MMDVS-LF: Multi-Modal Dynamic Vision Sensor and Eye-Tracking Dataset for Line Following
Felix Resch, Mónika Farsang, Radu Grosu
TL;DR
MMDVS-LF introduces a multimodal, compact dataset for line following that combines Dynamic Vision Sensor (DVS) events with eye-tracking, RGB video, odometry, IMU, and driver demographics. It emphasizes synchronized multi-modal data and representations such as time surfaces and event frames to enable event-based deep learning for control tasks, validated through steering-prediction benchmarks and attention-map analyses. The dataset supports various resolutions and frequencies, provides detailed recording/annotation formats, and demonstrates potential for broader tasks (e.g., control, driver identification) beyond simple steering. This resource aims to promote trustworthy, interpretable, and efficient development of DVS-based models and end-to-end learning pipelines on accessible hardware like roboracer platforms.
Abstract
Dynamic Vision Sensors (DVS) offer a unique advantage in control applications due to their high temporal resolution and asynchronous event-based data.
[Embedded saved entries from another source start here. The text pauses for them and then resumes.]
PR #1010, opened 2022-03-02
Add a note about connecting to the NCNs while updating the SSH Keys.

jnowicki-hpe:
## Summary and Scope

Add a note to indicate while running the prerequisites.sh script, during the UPDATE_SSH_KEYS phase, questions about connecting will be needed. This is a documentation change to clarify this part of this process.

## Issues and Related PRs

* Resolves [CASMINST-4092](https://jira-pro.its.hpecorp.net:8443/browse/CASMINST-4092)

## Testing

Documentation change


mharding-hpe (changes requested):
This needs to be rebased and have its conflicts resolved in order for it to be reviewed.

upgrade/1.2/Stage_0_Prerequisites.md
```diff
@@ -171,6 +171,14 @@ Run check script:
    ncn-m001# /usr/share/doc/csm/upgrade/1.2/scripts/upgrade/prerequisites.sh --csm-version [CSM_RELEASE] --tarball-file [PATH_TO_CSM_TARBALL_FILE]
    ```
 
+**NOTE** During the UPDATE\_SSH\_KEYS phase, you will need to respond to interactive prompts for connecting to each NCN. Respond with yes to these prompts. Here is an example:
+
+```bash
```
rustydb, line 176: This should probably change to `text` or `console` since this isn't technically bash and it shouldn't get code-coloring/highlighting like a bash script would.

rustydb (changes requested):

mharding-hpe (approved):

mharding-hpe:
Actually, closing this PR now, per this comment in the ticket:
> After reviewing this ticket and the current documentation, I think it would be best to not add an additional note. This is a 
> fairly common item which I think it is reasonable for even someone not experienced with installs/upgrades to recognize and 
> know how to handle. It seems like this would just add more clutter to the documentation without adding much value.

PR #1202, opened 2022-03-30
CASMINST-4385: Remove upgrade documents and scripts for csm-1.2 and earlier

mharding-hpe:
It has not yet been determined what purpose the docs-csm main branch serves, but there does appear to be agreement that nothing pre-1.3 needs to be in there. This PR removes the 1.2 and earlier upgrade directories from the main branch, to reduce confusion in this regard.


dzou-hpe (approved):
thanks @mharding-hpe

gbaker-hpe (approved):

PR #1320, opened 2022-04-12
CASMINST-4443 ignore another expected error

dzou-hpe:
## Summary and Scope

ignore another expected error found during upgrade

_Is this change backwards incompatible, backwards compatible, or a backwards compatible bugfix?_

## Issues and Related PRs

* Resolves [issue id](issue link)
* Change will also be needed in `<insert branch name here>`
* Future work required by [issue id](issue link)
* Documentation changes required in [issue id](issue link)
* Merge with/before/after `<insert PR URL here>`

## Testing

_List the environments in which these changes were tested._

### Tested on:

  * `<development system>`
  * Local development environment
  * Virtual Shasta

### Test description:

_How were the changes tested and success verified? If schema changes were part of this change, how were those handled in your upgrade/downgrade testing?_

- Were the install/upgrade-based validation checks/tests run (goss tests/install-validation doc)?
- Were continuous integration tests run? If not, why?
- Was upgrade tested? If not, why?
- Was downgrade tested? If not, why?
- Were new tests (or test issues/Jiras) created for this change?

## Risks and Mitigations

_Are there known issues with these changes? Any other special considerations?_

## Pull Request Checklist

- [ ] Version number(s) incremented, if applicable
- [ ] Copyrights updated
- [ ] License file intact
- [ ] Target branch correct
- [ ] CHANGELOG.md updated
- [ ] Testing is appropriate and complete, if applicable
- [ ] [HPC Product Announcement](https://cray.slack.com/archives/C026TVCSXLH) prepared, if applicable

### DIFF
--- a/upgrade/1.2/scripts/common/upgrade-state.sh
+++ b/upgrade/1.2/scripts/common/upgrade-state.sh
@@ -98,6 +98,12 @@ function err_report() {
     if [[ ${shouldIgnore} -eq 1 ]]; then
         return 0
     fi
+
+    ignoreCmd="grep -v -e Running -e Completed > /dev/null"
+    shouldIgnore=$(echo "$cmd" | grep "${ignoreCmd}" | wc -l)
+    if [[ ${shouldIgnore} -eq 1 ]]; then
+        return 0
+    fi
     
     # force output to console regardless of redirection
     echo >/dev/tty 
--- a/upgrade/1.2/scripts/common/upgrade-state.sh
+++ b/upgrade/1.2/scripts/common/upgrade-state.sh
@@ -98,12 +98,6 @@ function err_report() {
     if [[ ${shouldIgnore} -eq 1 ]]; then
         return 0
     fi
-
-    ignoreCmd="grep -v -e Running -e Completed > /dev/null"
-    shouldIgnore=$(echo "$cmd" | grep "${ignoreCmd}" | wc -l)
-    if [[ ${shouldIgnore} -eq 1 ]]; then
-        return 0
-    fi
     
     # force output to console regardless of redirection
     echo >/dev/tty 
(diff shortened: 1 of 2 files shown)


djlapenta (approved):

johren-hpe (changes requested):
Where/how was this tested?

dzou-hpe:
> Where/how was this tested?

this is not reproducible so i basically had to assume this will work like similar "fixes" we had done before

upgrade/1.2/scripts/common/upgrade-state.sh
```diff
@@ -98,6 +98,12 @@ function err_report() {
     if [[ ${shouldIgnore} -eq 1 ]]; then
         return 0
     fi
+
+    ignoreCmd="grep -v -e Running -e Completed > /dev/null"
```
johren-hpe, line 102: I'm not following how we think that line is tripping an error because there is a `set +e` and `set -e` around that set of lines.    Could you explain more?

johren-hpe (changes requested):

upgrade/1.2/scripts/common/upgrade-state.sh
dzou-hpe: our set +e will make sure it doesn't exist but it is caught by our `trap 'err_report' ERR`. and this error is coming from our trap function

johren-hpe: Okay, I see that know.   It seems like there is a better way to handle this.  Looking.

johren-hpe: Okay, how about 
```
echo "$output" | grep -v -e Running -e Completed > /dev/null || rc=$?
```
instead of 
```
echo "$output" | grep -v -e Running -e Completed > /dev/null
rc=$?
```

johren-hpe: That will make the command always have a non-zero return code but still set the rc for the grep part of the command.

dzou-hpe: that is better.

johren-hpe (approved):

PR #2080, opened 2017-06-09
SLC-82 Marking old connect apps and device types as deprecated

workingmonk:


workingmonk:
FYI @larsfinander @marstorp

PR #2093, opened 2017-06-15
DVCSMP-2698 Temporary bandage to properly show valve states in the device tile of local running devices

dkirker:


dkirker:
@workingmonk I created it, just didn't tag you! 😨

workingmonk (approved):

PR #2094, opened 2017-06-15
IOTEVENT-786 check for null/empty values before sending events

unixbeast:
@twack 
FYI: @workingmonk 
some color, hue, and saturation events (color being the big offender) were being dropped from the event pipeline because they had empty values.

Checking for null/empty values before sending the events.

### DIFF
--- a/devicetypes/smartthings/fibaro-rgbw-controller.src/fibaro-rgbw-controller.groovy
+++ b/devicetypes/smartthings/fibaro-rgbw-controller.src/fibaro-rgbw-controller.groovy
@@ -300,15 +300,21 @@ def setColor(value) {
         value.hex = "#${hex(value.red)}${hex(value.green)}${hex(value.blue)}"
     }
 
-	sendEvent(name: "hue", value: value.hue, displayed: false)
-	sendEvent(name: "saturation", value: value.saturation, displayed: false)
-	sendEvent(name: "color", value: value.hex, displayed: false)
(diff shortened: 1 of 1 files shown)


devicetypes/smartthings/fibaro-rgbw-controller.src/fibaro-rgbw-controller.groovy
```diff
@@ -300,15 +300,21 @@ def setColor(value) {
...
+    if(value.saturation) {
+        sendEvent(name: "saturation", value: value.saturation, displayed: false)
+    }
+    if(value.hex?.trim()) {
+        sendEvent(name: "color", value: value.hex, displayed: false)
+    }
+    if (value.level) {
+        sendEvent(name: "level", value: value.level)
+    }
+    if (value.switch?.trim()) {
```
workingmonk, line 315: any reason for the trim() operation?

unixbeast: trim() is a way to check for null or empty string

workingmonk: trim() only helps if the string is `"  "`. you don't need trim() if the string is null or `""`

since you null check before using trim() the operation is safe, only question is do you see a case where the value would be a string with spaces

Still, their adoption in machine learning algorithms remains limited. To address this gap and promote the development of models that leverage the specific characteristics of DVS data, we introduce the MMDVS-LF: Multi-Modal Dynamic Vision Sensor and Eye-Tracking Dataset for Line Following. This comprehensive dataset is the first to integrate multiple sensor modalities, including DVS recordings and eye-tracking data from a small-scale standardized vehicle. Additionally, the dataset includes RGB video, odometry, Inertial Measurement Unit (IMU) data, and demographic data of drivers performing a Line Following. With its diverse range of data, MMDVS-LF opens new opportunities for developing event-based deep learning algorithms just like the MNIST dataset did for Convolutional Neural Networks.